国道309号線を使って紀伊半島の奥地に向かって南へと走ります。八経ヶ岳は奈良県天川村の周辺から登るのですが、登山口は大きく三つありました。天川村の町役場にある登山口は一番遠く、厳冬期にここから登りましたが今回はパス。309号線を使って更に奥に行くと川遊びで賑わっているみたらい渓谷があるのですが、そのまま通過してしばらく走ると川迫川の橋があります。この先に熊渡登山口があり、ここからは弥山川を登る上級者向けバリエーションルートがあるのですが、ここもパス。更に奥に向かって走っていくと行者還トンネルの手前に、八経ヶ岳駐車場があります。ここは八経ヶ岳を登るメジャーな登山口で、ルートも一番短い。今回は、ここから登ることにしました。
今回の登山では出発は夜中の1時を予定していたので、それに見合う場所で野宿する必要があります。八経ヶ岳駐車場はテント泊禁止。みたらい渓谷も河川でのBBQが禁止、テント泊も禁止。基本的にテントでの野宿が出来ない地域になっています。自然の景観を守るという意味合いもありますが、たぶん熊被害を出さないという意味も含まれているのでしょう。そんな中での野宿になります。場所の選定に苦労しましたが、今回は通行不可の道路のさらに奥、アスファルトの上にテントを張り野宿しました。河川ではありませんし、ギリギリOKでしょう。というか、通行不可の時点で入ったらいけないのですが、スーパーカブなのでスルスルと入っていきました。ゴメンナサイ。
風はありませんでした。アスファルトということもありペグが打てないので、これは本当に助かりました。

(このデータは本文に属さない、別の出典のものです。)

PR #8940, opened 2020-12-30
feat(std/node): Add support for process.on("exit") + refactor

Soremwar:
~This PR splits process into a public default-export module and a private destructurable one.~

Right now, loading the Node globals shim (std/node/global.ts) requires you to pass allow-read and allow-env even if you are not using the properties that need the special access.

The node globals shim will now use Proxied properties allowing the module to be imported without early evaluation.


std/node/_process.ts
```diff
@@ -0,0 +1,167 @@
...
+  /** https://nodejs.org/api/process.html#process_process_cwd */
+  cwd: Deno.cwd,
+  /** https://nodejs.org/api/process.html#process_process_exit_code */
+  exit: Deno.exit,
+  /** https://nodejs.org/api/process.html#process_process_env */
+  get env(): { [index: string]: string } {
+    // Getter delegates --allow-env and --allow-read until request
+    // Getter also allows the export Proxy instance to function as intended
+    return Deno.env.toObject();
+  },
```
guybedford, line 72: If the problem is that this getter doesn't support the named exports destructuring, wouldn't the better solution to be a Proxy as you say to rather get the benefit for both cases?

Soremwar: Proxy should be the solution, however a proxy-ed variable still seems to be triggering read/env operations

guybedford: How are you seeing that? The proxy should be based on an empty object base that only populates on the handler calls. I believe it's possible.

Soremwar: Perhaps, but I don't know how that would work on a named import :/

guybedford: It should be as simple as `env: new Proxy(...)` right?

Soremwar: I don't understand what you mean by that

guybedford: Something like the following:

```suggestion
  env: new Proxy(proxy_base, {
    set () {
      initProxy(envBase);
      return Reflect.set(...arguments);
    },
    ownKeys () {
      initProxy(envBase);
      return Reflect.ownKeys(envBase);
    },
    ... for defineProperty, deleteProperty, get, getOwnPropertyDescriptor, 
  }),
```

guybedford: Where the `initEnv` function does `Object.assign(envBase, Deno.env.toObject())` sort of thing.

Soremwar:
This PR now also adds support for `process.on("exit")` by appending a listener to the `unload` event. Luckily, `unload` works pretty much the same as `on("exit")` since it won't schedule any additional work in the even loop either.

std/node/_process.ts
Soremwar: @guybedford After practicing a little with Proxies I think it's safe to say that perhaps the module separation might be the best choice. Even though proxying the properties of the env variables works to prevent an actual permission operation, the real problem comes when you try to read the env property as a whole. Since `envBase` is an empty object that doesn't have the actual env information until it's requested, logging it as a whole property will show just an empty object, deviating from the Node implementation.

guybedford: @Soremwar inspection should result in the `ownKeys` hook as above explicitly providing the full object. The output of console.log is hardly the normative comparison here. Even then it could be made to work with a special log symbol. `JSON.stringify` etc will work fine too.

Soremwar:
This also solves an error in the Node implementation, since `process.argv` didn't contained the main module route as it is supposed to.

std/node/_process.ts
Soremwar: @guybedford I tried that with the `ownKeys` hook, but it doesn't seem to be triggered when you inspect the variable. Am I missing something?

guybedford: Inspection and usage are completely different things. Equality is not based on inspection, and inspection code paths can be adjusted using eg special symbols or any time of local inspection hook to adjust the inspection output.

Otherwise we'd never be able to use proxies at all, just because they log different doesn't mean we can't use them as replacements for other objects.

Soremwar: How would I go about implementing this custom log hook then? Sorry, I'm a little inexperienced in this area

I already have the proxies for argv and env so that would be the last discrepancy that needs to be taken care of

guybedford: @Soremwar the inspection code can be found at https://github.com/denoland/deno/blob/master/runtime/js/02_console.js#L400, where you can follow the proxy path as well. For example, a private `envBase[internal.logSymbol] = function () { return 'custom logger' }` where the `internal.logSymbol` is only accessible to Deno core code only is one approach. There are many ways to do it so you'd have to check the exact approach with another reviewer on that.

Soremwar: Yep, I found the function to custom inspect the variables, so it's all taken care off...sorta

As it turns out the inspect function will swallows any errors so I can't rely on it to test the permissions until #9095 gets merged

Soremwar:
Ready for review

std/node/_process.ts
Soremwar: Nevermind, I ended up solving an unrelated bug, this was totally doable right now

std/node/process_test.ts
```diff
@@ -1,37 +1,11 @@
...
-import * as all from "./process.ts";
-import { argv, env } from "./process.ts";
 import { delay } from "../async/delay.ts";
-import "./global.ts";
-
-// NOTE: Deno.execPath() (and thus process.argv) currently requires --allow-env
-// (Also Deno.env.toObject() (and process.env) requires --allow-env but it's more obvious)
-
-Deno.test({
-  name: "process exports are as they should be",
```
lucacasonato, line 15: Why remove this test?

std/node/process.ts
```diff
@@ -118,53 +285,34 @@ export const process = {
...
+
+export const removeListener = process.removeListener;
+export const removeAllListeners = process.removeAllListeners;
+export const stderr = process.stderr;
+export const stdin = process.stdin;
+export const stdout = process.stdout;
+
+export default process;
+
+//TODO
```
kt3k, line 315: Now we require tags for every TODO comment. ref: https://github.com/denoland/deno/pull/9135

std/node/process.ts
```diff
@@ -1,32 +1,109 @@
-// Copyright 2018-2021 the Deno authors. All rights reserved. MIT license.
+// Copyright 2018-2020 the Deno authors. All rights reserved. MIT license.
```
kt3k, line 1:
```suggestion
// Copyright 2018-2021 the Deno authors. All rights reserved. MIT license.
```

std/node/process_test.ts
Soremwar: Previously this test was under the assumption the library would only expose things available through the ESM export (for some reason they are different to the items exposed through require), however since most Node packages used in Deno are transforms from CommonJS and modules used through createRequire not exposing this properties makes no sense

This test was used to check that the export from process was indeed different to the built in, but this is no longer the case

std/node/process.ts
Soremwar: Solved

std/node/process.ts
Soremwar: Done

std/node/process.ts
```diff
@@ -1,32 +1,109 @@
...
+  },
+});
 
-/** https://nodejs.org/api/process.html#process_process_version */
-export const version = `v${Deno.version.deno}`;
+/**
+ * https://nodejs.org/api/process.html#process_process_env
+ * Requires env permissions
+ * */
+export const env: { [index: string]: string } = new Proxy(_env, {
```
ry, line 89: `Record<string, string>` ?

Soremwar: Can you commit the change? I'm AFK right now

std/node/process.ts
```diff
@@ -1,32 +1,109 @@
...
 
 /** https://nodejs.org/api/process.html#process_process_arch */
 export const arch = Deno.build.arch;
 
+function getArguments() {
+  return [Deno.execPath(), fromFileUrl(Deno.mainModule), ...Deno.args];
+}
+
+//deno-lint-ignore ban-ts-comment
+//@ts-ignore
```
bartlomieju, line 35: @Soremwar FYI you can remove `deno-lint-ignore` if you add a comment to `// @ts-ignore` on why it's being used

bartlomieju (approved):
LGTM, thank you @Soremwar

野宿派の僕は、色々なところにテントを張ります。ペグが打てない場所なんていつものこと。なので、僕が利用するテントは、自立出来るドーム型がマストアイテムになります。熊除けに、ブルートゥーススピーカーでガンガンに音楽を流して、焼き鳥を喰い酒を飲みました。夕方の6時ごろには寝袋に潜ります。朝が早いですから。

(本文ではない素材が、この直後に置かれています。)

Issue #8917, opened 2020-12-29
inaccurate deno test coverage


claudio-felicioli:
I'm getting consistently odd results from` deno test --coverage --unstable`:
- the coverage report line numbers are off by some small number (the offset error is not constant, even when reporting multiple pieces of code from the same source file)
- more importantly, the reported uncovered code lines seems to be the wrong one (reporting code text lines that have been covered, that in the source code are near to rows that are not covered, but unreported)

I started to check coverages at 1.5.4 with these issues, that are still present in 1.6.2

caspervonb:
> the coverage report line numbers are off by some small number

Likely this is just from compilation?

Reports are for the raw JavaScript as v8 saw it.
We don't do source map looks ups (yet, working on that next).

> the reported uncovered code lines seems to be the wrong one (reporting code text lines that have been covered, that in the source code are near to rows that are not covered, but unreported)

So the content is all wrong and there are lines that definitively should be covered?

I've got one known bug here at-least from 1.6 caused by this break https://github.com/denoland/deno/blob/master/cli/tools/coverage.rs#L172, not sure if this is the same cause tho.

kitsonk:
> We don't do source map looks ups (yet, working on that next).

Do we have an issue for this, if not we should for tracking purposes.

caspervonb:
> Do we have an issue for this, if not we should for tracking purposes.

Talked about it being the plan a lot in dicsord but don't believe we have an open issue for it so raised one here 
https://github.com/denoland/deno/issues/8923

claudio-felicioli:
thanks for opening the source map issue :)

claudio-felicioli:
> > the coverage report line numbers are off by some small number
> 
> Likely this is just from compilation?
> 
> Reports are for the raw JavaScript as v8 saw it.
> We don't do source map looks ups (yet, working on that next).
Yes, seems source map

> 
> > the reported uncovered code lines seems to be the wrong one (reporting code text lines that have been covered, that in the source code are near to rows that are not covered, but unreported)
> 
> So the content is all wrong and there are lines that definitively should be covered?
the number of reported uncovered parts of the code is the expected one, just the numbers of the lines and the code displayed is wrong, therefore should be the source map only, at least for the cases that I have tested.

PR #8942, opened 2020-12-31
fix(coverage): merge duplicate reports

caspervonb:
Merging multiple runs isn't quite right because we rely on a 0 count to signal that a block hasn't been called.
Other tools like c8 expect this to be true as-well so we need to do our best to merge coverage files rather than duplicating them.

Closes https://github.com/denoland/deno/issues/8917


cli/tools/coverage.rs
```diff
@@ -237,29 +237,48 @@ fn collect_coverages(dir: &PathBuf) -> Result<Vec<Coverage>, AnyError> {
...
+      .find(|x| x.script_coverage.url == new_coverage.script_coverage.url);
+
+    if let Some(existing_coverage) = existing_coverage {
+      for new_function in new_coverage.script_coverage.functions {
+        let existing_function = existing_coverage
+          .script_coverage
+          .functions
+          .iter_mut()
+          .find(|x| x.function_name == new_function.function_name);
+
```
caspervonb, line 253: If existing_function is still None here after matching by name, maybe try to find any function with a matching ranges[0]?

cli/tools/coverage.rs
```diff
@@ -237,29 +237,48 @@ fn collect_coverages(dir: &PathBuf) -> Result<Vec<Coverage>, AnyError> {
...
+            let existing_range =
+              existing_function.ranges.iter_mut().find(|x| {
+                x.start_offset == new_range.start_offset
+                  && x.end_offset == new_range.end_offset
+              });
+
+            if let Some(existing_range) = existing_range {
+              existing_range.count += new_range.count;
+            } else {
+              existing_function.ranges.push(new_range);
```
caspervonb, line 265: Extend existing overlapping ranges instead of adding new ones?

bartlomieju (approved):
LGTM

Issue #8757, opened 2020-12-14
Build "lite" binary based on "deno_runtime" in CI


bartlomieju:
Now that "deno_runtime" crate has landed we should add new CI stage that would produce "lite" version of binary that could be used for the purposes of "deno compile" subcommand. This lite binary should use only `FsModuleLoader` or `EmbeddedModuleLoader` in case of self-contained binary. It's likely that some code from `cli/standalone.rs` would have to be moved to `runtime/`.

CC @lucacasonato

bartlomieju:
Done in #9041

PR #8944, opened 2020-12-31
feat(cli) - Runtime binary for Deno

yos1p:
`deno_runtime` crate will produce lite binary: deno-rt in target folder (#8757)

CC @bartlomieju @lucacasonato


lucacasonato:
This looks good, but could you split the PR so this PR only adds the `deno-rt` binary? Then we can change how `deno compile` works in a follow up PR.

yos1p:
Okay. I reverted some of the changes in Deno compile. I also move some of the code from `cli/standalone.rs` to `runtime/standalone.rs`. Running from CLI should will call run function from runtime crate now.

bartlomieju (commented):
@yos1p looks good, nice work! 

That said I'm not sure if we should add a binary target to `deno_runtime`, maybe instead we should add a second binary target to `cli`? (I know I suggested to put it in the `runtime` dir in the original issue, but I'm having doubts now). With this change concepts of `standalone` binaries are split into `cli` and `runtime` and I believe it's preferable to have all of that code in `cli`.

@ry WDYT?

bartlomieju:
Also we need to track the size of the "lite" binary in the benchmarks: https://deno.land/benchmarks#executable-size I'll be fine to add that in a separate PR though.

ry (commented):
Looks good - but can we bikeshed on the name of executable a bit? 

Generally we avoid dashes in filenames. "rt" is not very intelligible.

What about denolite ?

bartlomieju:
> Looks good - but can we bike shed on the name of executable a bit?
> 
> Generally we avoid dashes in filenames. "rt" is not very intelligible.
> 
> What about denolite ?

Good point, +1 for `denolite`

lucacasonato:
`denolite` sounds like a lite version of Deno for general use. But it is not. It is purely the runtime for standalone executable. I would prefer `denort` or `denoruntime`.

yos1p:
Thank you for review! Okay. I'll try to move the code and binary to be generated by cli crate. 

> Also we need to track the size of the "lite" binary in the benchmarks: https://deno.land/benchmarks#executable-size I'll be fine to add that in a separate PR though.

The size of "lite" binary is reduced to half of the size of the binary. I will include this in the PR as well.

For the naming, I kind of prefer `denort` instead of `denolite`, but name can be easily changed later. I'll just follow what you guys decide.

cli/standalone.rs
```diff
@@ -1,154 +1,14 @@
...
-    }
-    .boxed_local()
-  }
-}
-
-async fn run(source_code: String, args: Vec<String>) -> Result<(), AnyError> {
-  let mut flags = Flags::default();
-  flags.argv = args[1..].to_vec();
-  // TODO(lucacasonato): remove once you can specify this correctly through embedded metadata
-  flags.unstable = true;
```
yos1p, line 113: @lucacasonato I don't think we need `flags` anymore. In the PR, this is removed, the code will simply pass all the args from the cli. This also allow us not to use flags module in deno runtime binary.

bartlomieju: We shouldn't change that in this PR, especially since @nayeemrmn got https://github.com/denoland/deno/pull/8738 going that would address it fully.

yos1p: It seems this PR blocked by #8738 
I will continue this after that PR is merged.

ry (commented):
Looks good @yos1p. Just one problem: when I run `denort` in without an arguments I get a zero exit code (success) and no output.  I think this is going to be confusing to people who don't know about this. It would be better to print an error message and have a non-zero exit code.

cli/denort.rs
```diff
@@ -0,0 +1,22 @@
+// Copyright 2018-2021 the Deno authors. All rights reserved. MIT license.
+
+#![deny(warnings)]
```
ry, line 3: Remove

ry (commented):
I think we need to have a test of some sort... How will we know if this thing breaks?

yos1p:
> I think we need to have a test of some sort... How will we know if this thing breaks?

I think we can use similar tests like standalone, but this can only be applied when we already implement compile with `denort` instead of `deno`.

cli/denort.rs
```diff
@@ -0,0 +1,27 @@
...
+      "{}: {}",
+      deno_runtime::colors::red_bold("error"),
+      err.to_string()
+    );
+    std::process::exit(1);
+  }
+
+  // TODO (yos1p) Specify better error message
+  eprintln!(
+    "{}: Runtime Error.",
```
yos1p, line 23: @ry Any suggestions for the error message?

bartlomieju: @yos1p this is fine for now, I will review this PR in more detail today/tomorrow and merge it. @lucacasonato and I will look into using this new binary target for standalone executables.

ry: "This executable is used internally by 'deno compile', it is not meant to be invoked directly."

bartlomieju:
@yos1p thank you for the PR, I really appreciate it, but @lucacasonato and I took a deeper look at it and we found out we needed to do a lot more changes. We've opened a new PR at https://github.com/denoland/deno/pull/9041. Closing without merge.

yos1p:
No worries. Looking forward for the new PR!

目が覚めました。時刻は1時22分。寝過ごしてしまいました。手早くパッキングして出発しようかと思いましたが、やっぱりラーメンは食べることにしました。食欲は無かったのですが、食べておかないと途中で必ずエネルギー不足を起こすと思ったからです。結局、2時過ぎに出発しました。登山口まではスーパーカブで10分ほどの場所になります。八経ヶ岳駐車場に到着すると、先ずはトイレに行きました。使用料100円。綺麗なトイレでした。臭いもありません。登山におけるトイレの存在は非常に有難い。100円の価値はあります。さあ、いよいよナイトハイクの始まりです。

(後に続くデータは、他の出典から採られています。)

PR #8947, opened 2020-12-31
feat(lsp): Implement completionItem/resolve

hrsh7th:
Related #8643

This PR aims to support auto-importing and completionItem's documentation.

Currently, I didn't add tests because the test will depend `textDocument/completion` response.

If maintainers need tests, I can add it.

### DIFF
--- a/cli/lsp/analysis.rs
+++ b/cli/lsp/analysis.rs
@@ -14,7 +14,9 @@ use deno_lint::rules;
 use lspower::lsp_types;
 use lspower::lsp_types::Position;
 use lspower::lsp_types::Range;
+use lspower::lsp_types::TextEdit;
 use std::collections::HashMap;
+use std::path::PathBuf;
 use std::rc::Rc;
 
 /// Category of self-generated diagnostic messages (those not coming from)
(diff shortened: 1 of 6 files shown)


cli/lsp/language_server.rs
```diff
@@ -787,28 +787,140 @@ impl lspower::LanguageServer for LanguageServer {
...
+      completion_item_data.position,
+      completion_item_data.entry_name,
+      tsc::FormatCodeSettings {
+        ..Default::default()
+      },
+      completion_item_data.source.clone(),
+      tsc::UserPreferences {
+        // Request the most detailed auto-importing information for later conversion.
+        import_module_specifier_ending: Some(
+          tsc::ImportModuleSpecifierEnding::Js,
```
hrsh7th, line 859: LanguageService will return `**/*.js` if actual file is `**/*.ts` so I add the `analysis:: fix_auto_import_text_edit` that fix auto-importing TextEdit.

cli/lsp/language_server.rs
```diff
@@ -787,28 +787,140 @@ impl lspower::LanguageServer for LanguageServer {
...
+            .map_err(|err| {
+              error!("Failed to get line_index {:#?}", err);
+              LspError::internal_error()
+            })?;
+
+        let mut completion_item = params.clone();
+        completion_item.detail = completion_entry_details.make_detail();
+        completion_item.documentation =
+          completion_entry_details.make_documentation();
+        completion_item.additional_text_edits = completion_entry_details
```
hrsh7th, line 899: Currently, detail/documentation/additional_text_edits can be resolved.

cli/lsp/analysis.rs
```diff
@@ -47,6 +49,83 @@ fn as_lsp_range(range: &deno_lint::diagnostic::Range) -> Range {
...
+
+  lsp_types::TextEdit {
+    range: text_edit.range.clone(),
+    new_text: text_edit.new_text.replace(
+      &import_path_str,
+      &PathBuf::from(&import_path_str)
+        .with_extension(ext)
+        .to_string_lossy()
+        .to_string(),
+    ),
```
hrsh7th, line 125: Probably, we should use swc_ecmascript, etc... but it was difficult for me...

hrsh7th:
If this solution is the wrong way, feel free to close it.

hrsh7th:
I will update the branch to master.

kitsonk:
Sorry for such a long delay in looking at this PR.

There is a lot of infrastructure we need to bring in in order to facilitate module auto-imports, but also registry code completion.  I think we incorporate some of this PR into that work (and will give co-author credit in those changes) but we need to ensure that the changes are well incorporated into the overall structure of the language server for long term maintainability.

So as it stands, I don't think we can land this PR as it stands, but again, thank you very much for your contribution.  Some of this will certainly work its way into the language server over the next couple of weeks.

hrsh7th:
All right. Thank you for looking into it.

I'm looking forward to the auto-importing with deno-lsp.

PR #8948, opened 2020-12-31
fix(std/node): Add ascii support for Buffer

Soremwar:
Towards merging https://github.com/nodejs/readable-stream/pull/452

### DIFF
--- a/std/node/buffer.ts
+++ b/std/node/buffer.ts
@@ -10,23 +10,14 @@ const notImplementedEncodings = [
   "utf16le",
 ];
 
-//TODO
-//Improve
 function decodeAscii(buffer: Uint8Array) {
-  let ret = "";
-
-  for (let i = 0; i < buffer.length; ++i) {
-    ret += String.fromCharCode(buffer[i] & 0x7F);
-  }
-  return ret;
+  return Array.from(buffer).map((byte) => String.fromCharCode(byte & 0x7F)).join("");
 }
 
 function encodeAscii(text: string) {
-  var chars = [];
-  for (let i = 0; i < text.length; ++i) {
-    chars.push(text.charCodeAt(i));
-  }
-  return new Uint8Array(chars);
+  return new Uint8Array(
+    Object.keys(text).map((i) => text.charCodeAt(Number(i))),
+  );
 }
 
 function checkEncoding(encoding = "utf8", strict = true): Encodings {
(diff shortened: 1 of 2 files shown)


std/node/buffer.ts
```diff
@@ -4,13 +4,22 @@ import * as base64 from "../encoding/base64.ts";
...
 const notImplementedEncodings = [
-  "ascii",
   "binary",
   "latin1",
   "ucs2",
   "utf16le",
 ];
 
+function decodeAscii(buffer: Uint8Array) {
+  return Array.from(buffer).map((byte) => String.fromCharCode(byte & 0x7F)).join("");
```
benjamingr, line 14: Any reason this these aren't done with `TextEncoder` / `TextDecoder` ?

benjamingr: Or encoding/ascii directly if that's an issue

Soremwar: AFAIK TextEncoder is UTF8 only

std/node/buffer.ts
```diff
@@ -4,13 +4,22 @@ import * as base64 from "../encoding/base64.ts";
...
+}
+
+function encodeAscii(text: string) {
+  return new Uint8Array(
+    Object.keys(text).map((i) => text.charCodeAt(Number(i))),
```
bnoordhuis, line 19: If performance matters here: there's probably a steep performance cliff for longer strings.

V8 has a small-numbers-as-strings cache that's not effective for longer strings and I doubt V8 can figure out it doesn't actually need to materialize the indexes as strings.

std/node/buffer.ts
```diff
@@ -431,13 +447,26 @@ export class Buffer extends Uint8Array {
    * encoding. start and end may be passed to decode only a subset of buf.
    */
   toString(encoding = "utf8", start = 0, end = this.length): string {
+    if (start > this.length || end <= 0 || end <= start) {
+      return "";
+    }
+    //Prevent out of bounds
+    start = start < 0 ? 0 : start;
+    end = end > this.length ? this.length : end;
```
bnoordhuis, line 455: Don't know if it matters but these let through NaNs.

bnoordhuis (approved):
LGTM, thanks!

std/node/buffer.ts
benjamingr: What about encoding/ascii in deno's code? I'm pretty sure Deno has ASCII encoding/decoding support (I vaguely recall using it)

bartlomieju:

ナイトハイクにおいて、無くてはならないアイテムがヘッドライトになります。ただ、ヘッドライトは全体を照らすことは出来ません。どんなに光量が強くても、足元しか照らせません。山道において足元を踏み外すと落ちてしまうので、注意深く辺りを確認する必要がありました。ただ使ってみて分かったことですが、ヘッドライトの存在は集虫灯の役割も兼ねていました。虫がわんさかと集まる集まる。慌てて、虫よけスプレーを取り出して、再度重ね掛けをしました。スプレーの効果のお陰か、嫌っていうほど虫にたかられましたが、刺されることはありません。これはこれで感心しましたが、ずっと虫のお供を連れての登山になりました。
月のない真っ暗な夜でした。多くの星が瞬いていたようですが、オーバーハングの木の枝が邪魔をして見えません。でも、星を見る余裕もありません。登山口から急登が始まったからです。登りがいのある山道でした。手を使わないと登れない箇所が次々と現れました。たかだか1kmの道のりで、400mほど高度を上げます。汗は流れっぱなし。喉が乾くので、水を飲みます。今回は、2リットルの飲み水を用意しました。このただの水道水が、美味しいこと美味しいこと。喉が渇き切った体には、まさに甘露でした。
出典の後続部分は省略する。